▶ **ACTION ITEM**
Among the entries below, find the lines that hold the word "values" and report them.
RECORDS FOR PROCESSING: Begin
PR #21176, opened 2025-02-10
fix: Do not panic in `strptime()` if `format` ends with '%'

etiennebacher:
```python
import polars as pl
df=pl.DataFrame({"a": ["2020-01-01"]})
df.select(pl.col("a").str.strptime(pl.Date, format="d%"))
```

**Before:**
```
pyo3_runtime.PanicException: invalid pattern
```

**After:**
```
polars.exceptions.InvalidOperationError: conversion from `str` to `date` failed in column 'a' for 1 out of 1 values: ["2020-01-01"]

You might want to try:
- setting `strict=False` to set values that cannot be converted to `null`
- using `str.strptime`, `str.to_date`, or `str.to_datetime` and providing a format string
```

### DIFF
--- a/crates/polars-time/src/chunkedarray/string/strptime.rs
+++ b/crates/polars-time/src/chunkedarray/string/strptime.rs
@@ -207,31 +207,34 @@ pub(super) fn fmt_len(fmt: &[u8]) -> Option<u16> {
 
     while let Some(&val) = iter.next() {
         match val {
-            b'%' => match iter.next().expect("invalid pattern") {
-                b'Y' => cnt += 4,
-                b'y' => cnt += 2,
-                b'd' => cnt += 2,
-                b'm' => cnt += 2,
-                b'b' => cnt += 3,
-                b'H' => cnt += 2,
-                b'M' => cnt += 2,
-                b'S' => cnt += 2,
-                b'9' => {
-                    cnt += 9;
-                    debug_assert_eq!(iter.next(), Some(&b'f'));
-                    return Some(cnt);
+            b'%' => match iter.next() {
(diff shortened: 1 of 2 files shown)


crates/polars-time/src/chunkedarray/string/strptime.rs
```diff
@@ -207,31 +207,34 @@ pub(super) fn fmt_len(fmt: &[u8]) -> Option<u16> {
...
-                b'6' => {
-                    cnt += 6;
-                    debug_assert_eq!(iter.next(), Some(&b'f'));
-                    return Some(cnt);
-                },
-                b'3' => {
-                    cnt += 3;
-                    debug_assert_eq!(iter.next(), Some(&b'f'));
-                    return Some(cnt);
+            b'%' => match iter.next() {
```
ritchie46, line 210: nit: Can we guard this with `if let Some(b'%') = val else {return None}`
RECORDS FOR PROCESSING: End
▶ **REPLY TO THE TASK**
polars.exceptions.InvalidOperationError: conversion from `str` to `date` failed in column 'a' for 1 out of 1 values: ["2020-01-01"]
- setting `strict=False` to set values that cannot be converted to `null`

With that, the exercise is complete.